Negli ultimi quattro mesi Siracusa ha fatto registrare ben tre nuovi pentiti, due dei quali non legati alla criminalità organizzata, il terzo invece era legato ad un sodalizio criminale dedito al traffico di sostanze stupefacenti. I due pentiti-colletti bianchi, cui non spettano le speciali attenuanti previste per i fuoriusciti dalle organizzazioni criminali e mafiose ma solo i consistenti sconti di pena previsti dalla nuova legge sulla corruzione, sono gli avvocati Piero Amara e Giuseppe Calafiore. Invece lo spacciatore di droga che si è dissociato dal gruppo dedito al traffico degli stupefacenti nella zona del Bronx, si chiama Mattia Greco, ha 23 anni, è papà di una bambina in tenera età, venuta al mondo mentre lui stava espiando agli arresti domiciliari una condanna per tentato omicidio. Mattia Greco (la seconda foto in alto) è stato arrestato dai Carabinieri del Comando provinciale di Siracusa nello scorso mese di febbraio nell’ambito dell’operazione antidroga denominata “Bronx”. Mattia Greco era balzato agli onori della cronaca per avere partecipato alla sparatoria contro l’ex collaboratore di giustizia Manuel Gallaro, contro il quale Carmelo Bianca ebbe ad esplodere diversi colpi di pistola senza però attingerlo. Mattia Greco e Carmelo Bianca, assistiti dall’avvocato Giorgio D’Angelo, hanno patteggiato la pena che stavano espiando agli arresti domiciliari. Poi a febbraio scorso, a casa di Mattia Greco sono arrivati i Carabinieri per notificargli l’ordinanza di custodia cautelare in carcere emessa nei suoi confronti e di altri diciassette indagati dal Giudice delle indagini preliminari Pezzino del Tribunale di Catania, che aveva accolto la conforme richiesta avanzata dai Pubblici Ministeri Alessandro La Rosa e Alessandro Sorrentino, entrambi in servizio alla Procura distrettuale antimafia di Catania. 

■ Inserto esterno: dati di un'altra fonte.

PR #566, opened 2025-11-10
Adding background task capability to chat endpoint

tonyzhao6:
Reviewer: @suzinyou 
Estimate: 30 minutes

---

### Goal

1. Add background task capability to question answer chat endpoint for Turn.io.

### Changes

1. Changes are documented in comments below.

## How has this been tested?

1. In the UI, I created content and tested the chat feature. This should go thru the regular async route and return a response (it did).
2. In Swagger docs (using API key generated from UI), I tested the `/chat` endpoint with `turnio_api_key` and `wa_id` set to `null` and verified that we get the usual async response back.
3. In Swagger docs, with `turnio_api_key` and `wa_id` specified to some dummy values, I verified that I get an immediate response back, the background executes the search and LLM response generation (can see this in terminal), and then **errors out when making the call to Turn since I can't test this without deployment and an actual number.**
4. Will have to deploy to production and test with real Turn API key and WA ID.

## Checklist

Fill with `x` for completed. 

- [X] I have updated the automated tests

### DIFF
--- a/core_backend/app/question_answer/routers.py
+++ b/core_backend/app/question_answer/routers.py
@@ -155,8 +155,16 @@ async def _chat(
 
         # 3.
         if user_query.turnio_api_key and user_query.wa_id:
+            if isinstance(response, JSONResponse):
+                raw = response.body
+                if isinstance(raw, memoryview):
+                    raw = raw.tobytes()
+                data = json.loads(raw.decode("utf-8"))
+                text_body = data["error_message"]
+            else:
+                text_body = response.llm_response
             payload = TurnTextMessage.model_validate(
-                {"to": user_query.wa_id, "text": {"body": response.llm_response}}
+                {"to": user_query.wa_id, "text": {"body": text_body}}
             )
             payload_dict = payload.model_dump()
             response_json = await send_turn_text_message(
--- a/.secrets.baseline
+++ b/.secrets.baseline
@@ -91,6 +91,10 @@
       "path": "detect_secrets.filters.allowlist.is_line_allowlisted"
     },
     {
+      "path": "detect_secrets.filters.common.is_baseline_file",
+      "filename": ".secrets.baseline"
+    },
+    {
       "path": "detect_secrets.filters.common.is_ignored_due_to_verification_policies",
       "min_level": 2
     },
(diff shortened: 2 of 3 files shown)


core_backend/app/config.py
```diff
@@ -120,3 +120,9 @@
 
 # Language
 DEFAULT_DOC_LANGUAGE = os.environ.get("DEFAULT_DOC_LANGUAGE", "ENGLISH")
+
+# HTTPX
+HTTPX_TIMEOUT: float = 10.0
+
+# Turn.io
+TURNIO_API_BASE: str = os.environ.get("TURNIO_API_BASE", "https://whatsapp.turn.io/v1/")
```
tonyzhao6: For AAQ, we only need `TURNIO_API_BASE`, which is fixed. The `TURNIO_API_KEY` will be provided in each `QueryBase` object instead.

core_backend/app/question_answer/schemas.py
```diff
@@ -37,6 +37,8 @@ class QueryBase(BaseModel):
     )
     query_text: str = Field(..., examples=["What is AAQ?"])
     session_id: int | None = Field(default=None)
+    turnio_api_key: Optional[str] = None
```
tonyzhao6: `turnio_api_key` and `wa_id` are now part of `QueryBase` as optionals. When **both** are specified, then the `chat` endpoint will run in the background. Otherwise, the `chat` endpoint will run async as usual.

core_backend/app/question_answer/routers.py
```diff
@@ -91,6 +95,93 @@
...
+    Returns
+    -------
+    QueryResponse | JSONResponse | dict[str, Any]
+        The query response object, an appropriate JSON response, or a dictionary
+        (for WhatsApp responses).
+    """
+
+    try:
+        # 1.
+        user_query = await init_user_query_and_chat_histories(
```
tonyzhao6: Initializing user query and chat histories is the same for both async and background task logic.

core_backend/app/question_answer/routers.py
```diff
@@ -91,6 +95,93 @@
...
+                turnio_api_key=user_query.turnio_api_key,
+                whatsapp_id=user_query.wa_id,
+            )
+            payload_dict.update(response_json)
+            langfuse_context.update_current_trace(name="chat")
+            return payload_dict
+
+        # 4.
+        return response
+    except LLMCallException:
```
tonyzhao6: Both logic has the same except clause to catch any errors as a `JSONResponse`.

suzinyou (commented):
Code looks good! Will look through the tests and run them before approving

suzinyou (approved):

Mattia Greco è diventato il più accanito accusatore di quello che una volta era il suo protettore e finanziatore. Il suo nome è Francesco Capodieci, il cosiddetto re del Bronx. Adesso con Mattia Greco, nuovo collaboratore di giustizia, Francesco Capodieci, accusato di associazione finalizzata al traffico degli stupefacenti, con l’aggravante di esserne uno dei promotori, rischia di passare i prossimi vent’anni rinchiuso in carcere. 

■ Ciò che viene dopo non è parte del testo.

PR #211, opened 2022-08-19
Add DST as input to hash_to_scalar

### LINKED ISSUE #194: expand_message domain separation
The current hash_to_scalar construction does not allow for the calling operation to define the DST that will go into the underlying expand_message used. Some operations that need additional domain separation append the DST to the message.

The problem is that we cannot prove indistinguishably that way. For example consider the following, lets assume that in a protocol we call hash_to_scalar in the input `msg ||  I2OSP(length(DST2), 1) || DST2` and get `b_1, b_2, ...` where,

```
b_0 = H(Z_pad || msg ||  I2OSP(length(DST2), 1) || DST2 || I2OSP(len_in_bytes, 2) || I2OSP(0, 1) || DST_prime)
b_1 = H(b_0 || ...)
b_2 = ....
```
Then, in some other place, the protocol returns `h2 = H(Z_pad || msg || I2OSP(length(DST2), 1) || DST2)`. In that case, after observing `h2` I could do a length-extension attack on H, calculate `b_0` and then `b_1`, `b_2` etc. This is not really a practical issue (it becomes less practical -but not impossible- if we also consider padding), but it does stop us from proving security. It also becomes a larger issue if people use a different expand_message (if they just use sha512 with a counter for example).

### Solution A
The currently proposed solution, discussed in the WG call, would be to define an additional optional argument to hash_to_scalar like `dstInfo` and append that to the DST already defined. i.e., inside hash_to_scalar calculate,
```
4. dst_prime = DST || dstInfo || I2OSP(length(dstInfo), 1)
5. expand_message(msg, dst_prime, len_in_bytes)
```
This is a bit weird because we are prepending the length everywhere else in the spec. However, if we do the same here and calculate `dst_prime = DST || I2SOP(length(dstIfo), 1) || dstInfo` then for example the pairs `DST1 = [4, 2]`, `dstInfo1 = [2]` and `DST2 = [4]`, `dstInfo2 = [1, 2]` will give the same `dst_prime`. 

Similarly, we can't just concatenate the 2 (i.e., `dst_prime = DST || dstInfo`) because then for example the pairs `DST1 = [1, 2]`, `dstInfo1 = [3]` and `DST2 = [1]`, `dstInfo2 = [2, 3]` will again give the same `dst_prime`

### Solution B
Don't define the DST in hash_to_scalar but require it as an input. So whatever operation calls hash_to_scalar will also need to specify a DST value to pass it. This is probably the most efficient approach when it comes to a straight line implementation, but IMO the "ugliest" looking when it comes to the spec.

BasileiosKal:
Closes #194

I also updated the definition of the `ciphersuite_id` to be a ASCII string, instead of an octet string. This makes it easier to concatenate it with other strings to create DSTs which will then become octet strings using `utf8()`.

Lastly, I'm passing the inputted message in `MapMessageToScalarAsHash` directly to `hash_to_scalar` because I don't see a reason to append it with each length anymore, since we are using `expand_message`

### DIFF
--- a/draft-looker-cfrg-bbs-signatures.md
+++ b/draft-looker-cfrg-bbs-signatures.md
@@ -705,10 +705,9 @@ result = MapMessageToScalarAsHash(msg, dst)
 Inputs:
 
 - msg (REQUIRED), octet string.
-- dst (OPTIONAL), an octet string representing an ASCII encoded domain
-                  separation tag. If not supplied, it defaults to the
-                  octet string given by
-                  utf8(ciphersuite_id || "MAP_MSG_TO_SCALAR_AS_HASH_"),
+- dst (OPTIONAL), an octet string representing a domain separation tag.
+                  If not supplied, it default to the octet string
+                  utf8(ciphersuite_id || "MAP_MSG_TO_SCALAR_AS_HASH_")
                   where ciphersuite_id is defined by the ciphersuite.
 
 Outputs:
@@ -739,10 +738,10 @@ Inputs:
 - msg_octets (REQUIRED), octet string. The message to be hashed.
 - count (REQUIRED), an integer greater or equal to 1. The number of
                     scalars to output.
-- dst (OPTIONAL), an octet string, representing an ASCII encoded domain
-                  separation tag. If not supplied, it defaults to the
-                  octet string given by utf8(ciphersuite_id || "H2S_"),
-                  where ciphersuite_id is defined by the ciphersuite.
+- dst (OPTIONAL), an octet string representing a domain separation tag.
+                  If not supplied, it defaults to the octet string given
+                  by utf8(ciphersuite_id || "H2S_"), where
+                  ciphersuite_id is defined by the ciphersuite.
 
 Parameters:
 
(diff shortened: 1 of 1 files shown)


draft-looker-cfrg-bbs-signatures.md
```diff
@@ -697,45 +697,52 @@ There are multiple ways in which messages can be mapped to their respective scal
...
 
 - msg (REQUIRED), octet string.
-- dst (REQUIRED), octet string. Domain separation tag; note this is not
-                  defined as a function argument as per
-                  [@!I-D.irtf-cfrg-hash-to-curve] but as a parameter.
+- dst (OPTIONAL), an octet string representing an ASCII encoded domain
+                  separation tag. If not supplied, it defaults to the
+                  octet string given by
+                  utf8(ciphersuite_id || "MAP_MSG_TO_SCALAR_AS_HASH_"),
+                  where ciphersuite_id is defined by the ciphersuite.
```
andrewwhitehead, line 712: I don't think the DST needs to be defined as 'ASCII encoded' here, as technically any octet string is accepted.

tplooker:
Discussed on WG call 29th August, awaiting updates and re-review.

draft-looker-cfrg-bbs-signatures.md
BasileiosKal: Done. Thanks!

andrewwhitehead (approved):

tplooker (approved):

tplooker:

Mentre scriviamo apprendiamo di un’altra collaborazione. Se la notizia fosse vera sarebbe un duro colpo per tutti i trafficanti di droga coinvolti nelle operazioni “Tonnara”, “Bronx”, “Aretusa”, “Borgata”. Udite, udite: il nuovo pentito è un pezzo grosso della criminalità organizzata. Prima di dare in pasto all’opinione pubblica il suo nome aspettiamo di avere comferme, la prova certa cioè che abbia lasciato il carcere in cui si trovava rinchiuso per essere tradotto in una struttura penitenziaria riservata ai collaboratori di giustizia. E che i suoi familiari abbiano già raggiunto la nuova destinazione.